Вопрос риторический и ответа не заслуживает, но все-таки… Настали осенние каникулы, директор Гусев пожелал всем полноценного отдыха, то есть с книгами в зубах, уточнил он без тени улыбки. Накануне Верман помог мне оформить московскую прописку, точнее, не то чтобы помог, но театрально позвонил кувшинорылой чиновнице, которая матери в приеме отказала, и сказал, что ему, как и всем радиослушателям, было бы интересно чуть подробнее «узнать о порядке рассмотрения документов у населения». В результате товарищ Сидоренко согласилась принять меня в понедельник. Обворожительный Верман!
Отъезд мой из Москвы в родные края был отсрочен до вторника – так, может, увидимся, душа моя, сказал Верман. И так хотелось увидеться… Вот и все.
– А ты приходи в гости ко мне в субботу, часам к шести, я… – предложил он совершенно запросто и зевнул в трубку, – я, ыымммм… как раз высплюсь после эфира.
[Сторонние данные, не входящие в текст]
PR #200, opened 2021-10-04
improved os version check for ubuntu

devidask27:
Currently we are comparing version with 16, 18, 20. which will cause check-node. and proceed for version like 20.10 which we dont support.

### DIFF
--- a/pkg/platform/debian/debian.go
+++ b/pkg/platform/debian/debian.go
@@ -299,11 +299,11 @@ func (d *Debian) Version() (string, error) {
 		"bash",
 		"-c",
 		"cat /etc/*os-release | grep -i pretty_name | cut -d ' ' -f 2")
-	mjrVersion := out[0:2]
+	mjrVersion := out[0:5]
 	if err != nil {
 		return "", fmt.Errorf("Couldn't read the OS configuration file os-release: %s", err.Error())
 	}
-	if strings.Contains(string(mjrVersion), "16") || strings.Contains(string(mjrVersion), "18") || strings.Contains(string(mjrVersion), "20") {
+	if strings.Contains(string(mjrVersion), "16.04") || strings.Contains(string(mjrVersion), "18.04") || strings.Contains(string(mjrVersion), "20.04") {
 		return "debian", nil
 	}
 	return "", fmt.Errorf("Unable to determine OS type: %s", string(out))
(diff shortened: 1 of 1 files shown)


pkg/platform/debian/debian.go
```diff
@@ -439,8 +439,8 @@ func (d *Debian) IsPresent(service string) error {
 	zap.S().Debugf("checking if %s is present", service)
 	var cmd string
 	version := d.getVersion()
-	mjrVersion := version[0:2]
-	if strings.Contains(string(mjrVersion), "16") {
+	mjrVersion := version[0:5]
+	if strings.Contains(string(mjrVersion), "16.04") {
```
anupbarve, line 443: Instead of duplicating the code, could we have `getVersion` to return major, minor and patch versions and make decisions based on those?

pkg/platform/debian/debian.go
```diff
@@ -427,20 +426,27 @@ func (d *Debian) checkIfAnyTimeSyncServiceIsRunning() error {
...
+	minor, err := d.exec.RunWithStdout("bash", "-c", "cat /etc/*os-release | grep -i pretty_name | cut -d ' ' -f 2 | cut -d.  -f 2")
+	if err != nil {
+		zap.S().Debug("Error occured while parsing minor os version")
+	}
+	patch, err := d.exec.RunWithStdout("bash", "-c", "cat /etc/*os-release | grep -i pretty_name | cut -d ' ' -f 2 | cut -d.  -f 3")
+	if err != nil {
+		zap.S().Debug("Error occured while parsing patch os version")
+	}
+	return major, minor, patch
 }
```
anupbarve, line 443: The version needs to be fetched only once in memory and parsed.
No need to run the same command for 3 times.

pkg/platform/debian/debian.go
```diff
@@ -299,11 +299,11 @@ func (d *Debian) Version() (string, error) {
 		"bash",
 		"-c",
 		"cat /etc/*os-release | grep -i pretty_name | cut -d ' ' -f 2")
-	mjrVersion := out[0:2]
+	mjrVersion := out[0:5]
```
anupbarve, line 302: can't we use getVersion() function here as well ?

anupbarve (approved):
lgtm

PR #202, opened 2021-10-05
removed CentOS 8 support

devidask27:


anupbarve (commented):
Please remove support for ubuntu16.04 as well as per following jira:
https://platform9.atlassian.net/browse/FT-223

anupbarve (approved):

Езжай на трамвае, радость моя, остановка… м-м-м… остановка «Рот Фронт» называется.
* * *
Первой в прихожей меня встретила собака, седая афганская борзая, похожая на писателя Тургенева в старости. Затем, струясь и влажно улыбаясь черногубой пастью, появилась вторая – длинная каштановая такса.
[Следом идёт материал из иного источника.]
PR #204, opened 2021-10-05
Fixed some command exit codes

JasminAnt:
Fixed a couple of commands not changing the exit code when they are stopped or when they finish unsuccessfully.

Prep node:
ExitCodeEg1

Check node:
ExitCodeEg2

Other commands seam to send the correct exit code, only the check-node and prep-node commands had an issue.

### DIFF
--- a/cmd/prepNode.go
+++ b/cmd/prepNode.go
@@ -120,21 +120,19 @@ func prepNodeRun(cmd *cobra.Command, args []string) {
 	}
 
 	if result == pmk.RequiredFail {
-		fmt.Println(color.Red("x ") + "Required pre-requisite check(s) failed.")
-		return
+		zap.S().Fatalf(color.Red("x ") + "Required pre-requisite check(s) failed.")
 	} else if !skipChecks {
 		if result == pmk.OptionalFail {
 			fmt.Print("\nOptional pre-requisite check(s) failed. Do you want to continue? (y/n) ")
 			reader := bufio.NewReader(os.Stdin)
 			char, _, _ := reader.ReadRune()
 			if char != 'y' {
-				return
+				os.Exit(0)
 			}
 		}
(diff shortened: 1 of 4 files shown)


cmd/root.go
```diff
@@ -36,8 +36,8 @@ var rootCmd = &cobra.Command{
 // This is called by main.main(). It only needs to happen once to the rootCmd.
 func Execute() {
 	if err := initializeBaseDirs(); err != nil {
-		fmt.Printf("Base directory initialization failed: %s\n", err.Error())
-		os.Exit(1)
+		//Fatalf does the same as Printf and os.Exit
```
sahil-lakhwani, line 39:
```suggestion
		// Fatalf does the same as Printf and os.Exit
```

cmd/prepNode.go
```diff
@@ -120,21 +120,19 @@ func prepNodeRun(cmd *cobra.Command, args []string) {
...
-		return
+		zap.S().Fatalf(color.Red("x ") + "Required pre-requisite check(s) failed.")
 	} else if !skipChecks {
 		if result == pmk.OptionalFail {
 			fmt.Print("\nOptional pre-requisite check(s) failed. Do you want to continue? (y/n) ")
 			reader := bufio.NewReader(os.Stdin)
 			char, _, _ := reader.ReadRune()
 			if char != 'y' {
-				return
+				os.Exit(1)
```
sahil-lakhwani, line 130: I am thinking if the exit code should be 1 here? The user chooses to not proceed. 
Although, the checks fail, the prep-node command doesn't.

JasminAnt: Yeah, my bad. Didn't notice it was an optional check. Thank you for noticing that.

anupbarve (approved):

PR #206, opened 2021-10-07
Fixed spinner filling console with symbols

JasminDudicBloomteq:
Spinner was filling up the console with some symbols. The problem was the spinner wasn't updated to the latest version which had fixed the bug. https://github.com/briandowns/spinner/pull/115 

Before updating, running on linux screen:
SpinnerError1

After updating, running on linux screen:
SpinnerError2

Note: I had added the spinner to the version command so that is why I'm running it. There is no spinner on the version command, it was just for testing.


anupbarve (approved):
Please run basic operations like check-node and prep-node to confirm that things are working as expected (specifically the console prints).
You can go ahead with the merge once done with it.

JasminAnt:
Spinner1
Spinner2

Tested on linux screen. These are the screenshots of the spinner in action.

PR #207, opened 2021-10-08
Added command to upgrade the cli verison.

JasminDudicBloomteq:
Note: Added changelog string to constants as a way to let the users know whats new in the newest version. Its just a string that will be written when the version command is called.

Test1: Testing input with y/n and anything else. If y/n are passed exit code is 0, if anything else is passed exit code is 1.
image
image

Test2: Running any command will call for a version check. Since AWS SDK was used for comparing files this doesn't take long. If the users internet is slow it might take a couple of seconds otherwise it should be instantaneous.
Upgrade2

Note: For automation purposes there is a --skipCheck flag ( or -c) that can be passed to skip the check and prompt.
image


sahil-lakhwani:
hey @JasminAnt , I think all the file operations will be local to where the CLI running - so we can prefer using Go SDKs for those executions instead of bash commands. WDYT?

pkg/util/constants.go
```diff
@@ -84,5 +84,6 @@ func init() {
 
 //This is the current version of cli.
 const (
-	Version string = "pf9ctl version: v1.8"
+	Version     string = "v1.8"
+	VersionPath string = "https://jasmind.s3-us-west-2.amazonaws.com/version"
```
anupbarve, line 88: Could we get away with storing another file for version ? This adds an additional responsibility of releasing the version string to the S3 bucket.

Could you please explore a possibility of fetching md5sum of the binary using AWS SDK ?
Can we simply check md5sum of local binary vs remote binary.

PR #209, opened 2021-10-13
Changed how installing works

JasminDudicBloomteq:
Made it so that the new installation is saved under a different name until every check passes and then it renames it. This is done so that the old version is not overwritten during the installation so that if the installation fails it will keep the old version.

Test1: Old installation was canceled and the old version was deleted
image

Test2: New installation was canceled but the old version was still there
image

### DIFF
--- a/pf9ctl_setup
+++ b/pf9ctl_setup
@@ -68,8 +68,11 @@ refresh_symlink() {
 }
 
 check_installation() {
-    if ! (${cli_exec} --help >> ${log_file} 2>&1); then
+    # Checking if the new "pf9ctl_new" installation is completed since the "pf9ctl" isn't removed untill the end of the installation process
+    if ! (${cli_exec}_new --help >> ${log_file} 2>&1); then
 	assert "Installation of Platform9 CLI Failed"; fi
+    # As this is the final check and everything is alright that means we can now rename the "pf9ctl_new" to "pf9ctl"
+    sudo mv ${cli_exec}_new ${cli_exec}
 }
 
 download_cli_binary() {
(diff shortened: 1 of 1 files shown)


pf9ctl_setup
```diff
@@ -62,24 +62,25 @@ refresh_symlink() {
...
 download_cli_binary() {
 	echo "Note: SUDO access required to run Platform9 CLI."
     echo "      You might be prompted for your SUDO password."
 	echo ""
 	echo "Downloading Platform9 CLI binary..."
-	sudo rm ${cli_exec} 2> /dev/null
-	cd ${pf9_bin} > /dev/null && sudo curl -s -O ${cli_path} -o ${log_file} 2>&1 && cd - > /dev/null
-	sudo chmod 555 ${cli_exec}
+	sudo rm ${cli_exec}_new 2> /dev/null
+	cd ${pf9_bin} > /dev/null && sudo curl -s -o pf9ctl_new "${cli_path}" -o ${log_file} 2>&1 && cd - > /dev/null
```
nikhilbandi, line 82: `curl -s -o pf9ctl_new`
Shouldn't the option be '-O' here, which depicts file name?
Think '-o' option refers to logging the output.

Also, can't we mention the file name here as '${cli_exec}_new' similar to what mentioned at other places? Is there any specific reason behind mentioning it as 'pf9ctl_new'?

pf9ctl_setup
```diff
@@ -62,24 +62,25 @@ refresh_symlink() {
...
     if ! (sudo ln -s ${cli_exec} /usr/bin/pf9ctl >> ${log_file} 2>&1); then
-	    assert "Failed to create Platform9 CLI symlink in /usr/bin"; fi
+	    assert "Failed to create Platform9 CLI symlink in /usr/bin"; fi 
 }
 
 check_installation() {
-    if ! (${cli_exec} --help >> ${log_file} 2>&1); then
+    if ! (${cli_exec}_new --help >> ${log_file} 2>&1); then
 	assert "Installation of Platform9 CLI Failed"; fi
+    sudo mv ${cli_exec}_new ${cli_exec}
```
nikhilbandi, line 73: Again, a comment here stating why are we renaming it to original CLI name would be great.

pf9ctl_setup
```diff
@@ -68,18 +68,22 @@ refresh_symlink() {
...
 
 download_cli_binary() {
 	echo "Note: SUDO access required to run Platform9 CLI."
     echo "      You might be prompted for your SUDO password."
 	echo ""
 	echo "Downloading Platform9 CLI binary..."
-	sudo rm ${cli_exec} 2> /dev/null
-	cd ${pf9_bin} > /dev/null && sudo curl -s -O ${cli_path} -o ${log_file} 2>&1 && cd - > /dev/null
-	sudo chmod 555 ${cli_exec}
+	sudo rm ${cli_exec}_new 2> /dev/null
```
sahil-lakhwani, line 83: Do we need this line here? Because there ${cli_exec}_new will never exist before and after this script.

PR #210, opened 2021-10-19
Added commands ot authorize, deauthorize, detach node. Added delete cluster command.

JasminAnt:
Delete cluster command:

The user must pass either a name or the uuid of the cluster. Passing both takes the uuid into consideration. Passing neither prompts an error.
image
If the user passes a non existing cluster name:
image
If the user passes a non existing uuid:
image

Deauthorize node command:

If the node was deauthoriuzed successfully:
image
If the node is not authorized the user will get an error:
image

Authorize command:

If the node is deauthorized and it is successfully authorized:
image
If the node is already authorized or in the process of being authorized:
image

Detach node:

When the node is detached successfully:
image

If the node is not attached to a cluster it will note that it starts the detaching process but will not say what node was detached. This is since the API does not return an error if the node is not attached to anything.

Attaching a detached node back to its cluster:
image

Decommission node:

When the node is decommissioned successfully:
image
...
image

If there is no host agent installed:
image


anupbarve (approved):
lgtm

PR #5, opened 2017-01-25
treedataset, sstb, .gitignore

alrojo:
Minor comments (in blue) are in the code.

**_More general comments_**

**train/val/test specific arguments**

One more concern would be that for a given split we might want a given type of reaction. e.g. for training we want subtrees of trees. The most convenient way to do this would be to parse a boolean "subtrees=True", but the current interface for Dataset.split does not allow train/val/test specific arguments.

**vocab**

We should consider allowing the user to not have '"\<unk\>"' and '"\<pad\>"' as optional argument.

**TreeDataset hardcoded pipeline**

The TreeDataset is a wrapper for a hardcoded pipeline to sstb, perhaps this could be done more elegantly using the field's pipeline.


jekbradbury:
@alrojo made some changes, which involved breaking and then fixing things; can you give a second look and confirm that I fixed everything I broke?

PR #28, opened 2017-04-14
fix bug in preprocess field

fehiepsi:
Fix bug when `six.text_type` converts a list into a string.


jekbradbury:
Thanks! I'm sorry I didn't catch that I'd broken the SPINN example; we should really add unit tests here but I haven't had time :(

PR #29, opened 2017-04-18
utf-8 encoding

donglixp:
For python 2.*, if the dataset contains special tokens, there are encoding errors to read the files.

A better way to fix this problem is to add an argument to indicate the encoding of the input file.


soumith:
thanks!

jihunchoi:
This causes an error in Python 3, since a `str` object does not have the `decode` method.
I'll make a PR resolving this problem soon, if nobody is working on this now.

PR #31, opened 2017-04-25
Fix Python 3 compatibility

jihunchoi:
This PR fixes the bug referred by https://github.com/pytorch/text/pull/29#issuecomment-296878933.


soumith:
thank you!

PR #33, opened 2017-05-17
fix non-UTF8 error

kobikun:
in python 2.7, there is exception for decoding word into utf8.
So I added the type checking and converting UTF8 codes.

### DIFF
--- a/torchtext/vocab.py
+++ b/torchtext/vocab.py
@@ -57,7 +57,7 @@ def load_word_vectors(root, wv_type, dim):
             if wv_size is None:
                 wv_size = len(entries)
             try:
-                if isinstance(word, six.string_types):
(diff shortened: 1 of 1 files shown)


jekbradbury:
I think this is wrong on Py3? What you probably want is `six.bytestype`.

kobikun:
I tried `six.bytestype`. but it is not work.
`six.string_types` is working on py2 and py3.

jekbradbury:
Sorry, I meant `six.binary_type`. In Py3, the lines being read are `bytes` objects, so the `if` wouldn't be triggered for `str` or `six.string_types`.

kobikun:
@jekbradbury  thanks~
I fix into `binary_type` and commited.

PR #38, opened 2017-06-20
Minor cleanup

nelson-liu:
Noticed a few unused imports, etc while reading through the package code.

Also some cosmetic fixes.

### DIFF
--- a/setup.py
+++ b/setup.py
@@ -1,7 +1,4 @@
 #!/usr/bin/env python
-import os
-import shutil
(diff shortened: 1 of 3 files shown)


nelson-liu:
Also the SpaCy setup instructions at https://github.com/pytorch/text/blob/master/torchtext/data.py#L61 are outdated, perhaps it'd be better to just link to their docs instead of enumerating the commands to run?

– Такса Метакса, – представил Верман. – Любимица!.. А это афган Тамерлан, подлый аристократ. Я все имена и не упомню.
За собаками выбежал ребенок в одной распашонке – и остановился неуверенно, чуть качаясь на пухлых белых ножках.
– Гри-иша, – прозвучало за дверью спальни, тепло и медленно, словно пели колыбельную.
Ребенок мотнул головой и остался в прихожей смотреть на меня. Колечки русых волос блестели над его крутым – вермановским – лбом.
Голос чуть помолчал и завел снова:
– Гри-иша… Иди сюда, давай штанишки наденем. Глаза у ребенка были темные и лукавые – материнские, подумала я, когда увидела ее секундой позже.
Как я хотела ее увидеть! Маленького роста, в красных стоптанных тапочках, с тугой косичкой черных вьющихся волос, она взглянула на меня, очи черные, поцеловала Вермана, очи страстные, и, сверкнув сережками, метнулась на кухню, куда побежал, радостно гикнув, бесштанный Гриша.
С кухни пахло печеными яблоками и едкой сахарной гарью.
– У меня шарлотка сгорела, Володька, – сказала она грустно, возвращаясь из кухни с младенцем на руках.
Загорелые, гладкие девичьи руки со сбитыми, темно – розовыми, как персиковая косточка, локтями и маленькими запястьями. Светлое тяжелое кольцо на безымянном пальце левой руки. Почему левой, подумала я лихорадочно и взглянула на ладонь Вермана, которой он ласкал пушистого пса. Он тоже носил кольцо на левой руке, но спросить его об этом прямо сейчас я не нашла в себе душевных сил.
Меня усадили на диван, вручив альбом с фотографиями, и я покорно сидела и листала его. Верман накрывал на стол и возился с радужными дисками – он гордо показал мне их издалека, последний писк музыкальных технологий. Аня с младенцем на руках ушла на кухню, аристократ Тамерлан и такса Метакса последовали за ней в качестве хвостатой свиты – в общем, я сидела с альбомом одна, и никто не смог дать мне, как это водится, комментариев к иллюстрациям семейного счастья, так что снимки эти были абсолютно безголосыми – просто застывшие мгновения, и все.
Альбом головокружительно уходил от настоящего к прошлому.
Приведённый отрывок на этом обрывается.